Saved entries:
=== Begin Enclosure ===

PR #141, opened 2015-03-24
Save old hooks on install, restore on uninstall

### LINKED ISSUE #138: Restore old hooks on uninstall
Currently Overcommit clobbers any existing `pre-commit`, `post-checkout`, etc. hooks it finds already in the `.git/hooks` directory on `overcommit --install`. These hooks should be preserved somewhere and restored on `overcommit --uninstall`.

### LINKED ISSUE #139: Config files in subdirectories should inherit from and override the root config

=== End Enclosure ===

(TASK DIRECTIONS)
Identify each line in the records above containing the word "LINKED"; copy those lines.

(EXERCISE ANSWER)
### LINKED ISSUE #138: Restore old hooks on uninstall
### LINKED ISSUE #139: Config files in subdirectories should inherit from and override the root config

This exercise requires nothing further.